Saved entries
PR #2374, opened 2022-06-12
Change the  fixed tidb catalog name to arbitrary name with the "spark.sql.catalog." prefix

wfxxh:
change fiedx tidb_catalog_name to dynamic name prefix with "spark.sql.catalog."

org.apache.spark.sql.catalyst.catalog.TiCatalog
org.apache.spark.sql.catalyst.parser.TiParser
org.apache.spark.sql.TiExtensions

### DIFF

- [TASK DIRECTIONS]: All lines of the data above must be returned exactly.

- [OUTPUT]:
PR #2374, opened 2022-06-12
Change the  fixed tidb catalog name to arbitrary name with the "spark.sql.catalog." prefix

wfxxh:
change fiedx tidb_catalog_name to dynamic name prefix with "spark.sql.catalog."

org.apache.spark.sql.catalyst.catalog.TiCatalog
org.apache.spark.sql.catalyst.parser.TiParser
org.apache.spark.sql.TiExtensions

### DIFF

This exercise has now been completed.